PR #90, opened 2016-05-25
Added generalized build configuration test for setting any requiremen…

eldiener:
…t when true or false and changed the 'requires' test to work in terms of the generalized test. I have not documented the generalized test but am willing to do so. Also I do not know if there is any Boost.config test for 'requires' so I have not attempted to test the changed functionality in a formal Boost.config test, although I have tested it out from another library on which I am working to ascertain that 'requires' and the new 'requires.set.properties' rules work accordingly.

### DIFF
--- a/checks/config.jam
+++ b/checks/config.jam
@@ -7,6 +7,11 @@ import modules ;
 
 rule requires ( names + )
 {
+   return [ requires.set.properties $(names) : : <build>no ] ;
+}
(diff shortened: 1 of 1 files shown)


eldiener:
I realize that this does not work properly with multiple targets setting iftrue and iffalse requirements, and therefore I am going to close this PR.

PR #91, opened 2016-05-29
Add autolinking support for clang-cl

ismail:
clang-cl emulates all of the cl.exe options so we can fake it as BOOST_MSVC as far as autolinking is concerned and undef it at the end. Tested with boost 1.61.0 with clang 3.9 trunk.


ismail:
Doesn't seem to work with boost::thread, closing for now :/

Issue #80, opened 2022-01-10
Demographic Indicators


SashaWeinstein:

AmandaDoyle:
AD feedback on output 

- [ ] 1) Update file names and folder structure to match what was scoped out in the epic so that structure is consistent across outputs.
- [ ] 2) Where is the 2000 data?
- [ ] 3) Something is wrong with the outputs because there are only 6 rows in the demographic 2019_by_puma.csv
- [ ] 4) Remove `total_pop-pct-denom` field.
- [ ] 5) I think the the denominator logic is different for the race and hispanic origin category.  Instead of having the denominator be the total population of that race, it's the total population (i.e. pop anh pct would be 4677 / 110196 = 4.24%)
- [ ] 6) Remove the `total_pop-anh-pct-denom` and other race denominator fields for total pop.  Let's discuss how to best record race
- [ ] 7) Double check to make sure that CV calculation matches was was done in Pop Fact Finder.  See [here](https://github.com/NYCPlanning/db-factfinder/wiki/Estimates,-MOEs,-and-CVs#calculating-coefficient-of-variation)
- [ ] 8) [This](https://github.com/NYCPlanning/db-factfinder/wiki/Median-calculations) document walks you through of how to calculate median age
- [ ] 9) I checked the counts, MOEs, and percent values for 2019 data for PUMA 3701 using the census summary tables and the values look correct to me.
- [ ] 10) We'll need to rename the fields, but lets draft out the naming convention and agree on it so were on the same page before implementing anything

SashaWeinstein:
Hey sorry about the 6 columns in the by puma, I thought I ran the export with all data but I only ran with test data. I will re-run now and then we will have the full columns. Will work through other feedback while that is running

SashaWeinstein:
2000 data is from Erica, we are holding off on that

SashaWeinstein:
Putting Te's comment here 

# Naming Convention
I am still unsure about the naming convention. In this work race, moe, cv suffix is appended with - and in the [wiki](https://github.com/NYCPlanning/db-equitable-development-tool/wiki/New-data-pipeline:-field-naming-convention) it seems that all should be appended with `_`.
# 
[...]

PR #175, opened 2022-03-07
Take off total pop race crosstabs

SashaWeinstein:
# Fix race crosstab of total population
This fix is in response to the fifth checkbox in [Amanda's long comment on the demographic indicator](https://github.com/NYCPlanning/db-equitable-development-tool/issues/80#issuecomment-1050981122). She correctly noticed that the `anh` percent was 100, when it should have been much lower. 

This information on percentage of total pop by race won't ultimately come from PUMS, it will come from the decennial census. We do use the info but only to calculate percentages, and it's reported in the denominator column. This means there is no good reason total pop by race should have it's own indicators with associated variances and percentages. 

## Changes to code
The changes are rather janky, just adding if statements to not iterate through races for total pop and then not including total pop in the logic to order the columns at the end. A better approach is to set total pop as a different sort of indicator that doesn't get crosstabbed by race. This make the code cleaner. But to hit deadlines a faster approach was taken 

### Question
Can we get total pop from decennial census? If so total pop can be removed as indicator here and a small but persistent headache goes away


aggregate/PUMS/aggregate_PUMS.py
```diff
@@ -236,10 +237,22 @@ def add_category(self, indicator):
...
+            if ind_denom[0] != "total_pop"
+        ]
+        # Don't love hardcoding the beginning of this list, can be refactored
+        col_order = [
+            "total_pop-count",
+            "total_pop-count-cv",
+            "total_pop-count-moe",
+            "total_pop-pct",
+            "total_pop-pct-cv",
+            "total_pop-pct-denom",
```
td928, line 252: quick reference here to [one of Amanda's comment](https://github.com/NYCPlanning/db-equitable-development-tool/issues/80#issuecomment-1050981122) about leaving out the `total_pop-pct-denom` @SashaWeinstein

td928, line 252: quick reference here to [one of Amanda's comment](https://github.com/NYCPlanning/db-equitable-development-tool/issues/80#issuecomment-1050981122) about leaving out the `total_pop-pct-denom` @SashaWeinstein

SashaWeinstein: yep, you're right about that. good catch

SashaWeinstein:
I think per our conversation at monday standup this can be further improved to not include total pop columns at all? Those come from the decennial census. I can work on that this morning, should be quick

SashaWeinstein:
Ok new changes take away total pop as indicator, it won't be reported at all in final output. 

The only downside of the new code is that the total pop was good to double check denominators. We could make adding it optional for debug but maybe that's overkill

td928 (approved):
+ + + + + + +
Try it: Please copy exactly the lines from the first line of the records above through the line containing "AD feedback on output", including both, and nothing more.

Result of the exercise:
PR #90, opened 2016-05-25
Added generalized build configuration test for setting any requiremen…

eldiener:
…t when true or false and changed the 'requires' test to work in terms of the generalized test. I have not documented the generalized test but am willing to do so. Also I do not know if there is any Boost.config test for 'requires' so I have not attempted to test the changed functionality in a formal Boost.config test, although I have tested it out from another library on which I am working to ascertain that 'requires' and the new 'requires.set.properties' rules work accordingly.

### DIFF
--- a/checks/config.jam
+++ b/checks/config.jam
@@ -7,6 +7,11 @@ import modules ;
 
 rule requires ( names + )
 {
+   return [ requires.set.properties $(names) : : <build>no ] ;
+}
(diff shortened: 1 of 1 files shown)


eldiener:
I realize that this does not work properly with multiple targets setting iftrue and iffalse requirements, and therefore I am going to close this PR.

PR #91, opened 2016-05-29
Add autolinking support for clang-cl

ismail:
clang-cl emulates all of the cl.exe options so we can fake it as BOOST_MSVC as far as autolinking is concerned and undef it at the end. Tested with boost 1.61.0 with clang 3.9 trunk.


ismail:
Doesn't seem to work with boost::thread, closing for now :/

Issue #80, opened 2022-01-10
Demographic Indicators


SashaWeinstein:

AmandaDoyle:
AD feedback on output 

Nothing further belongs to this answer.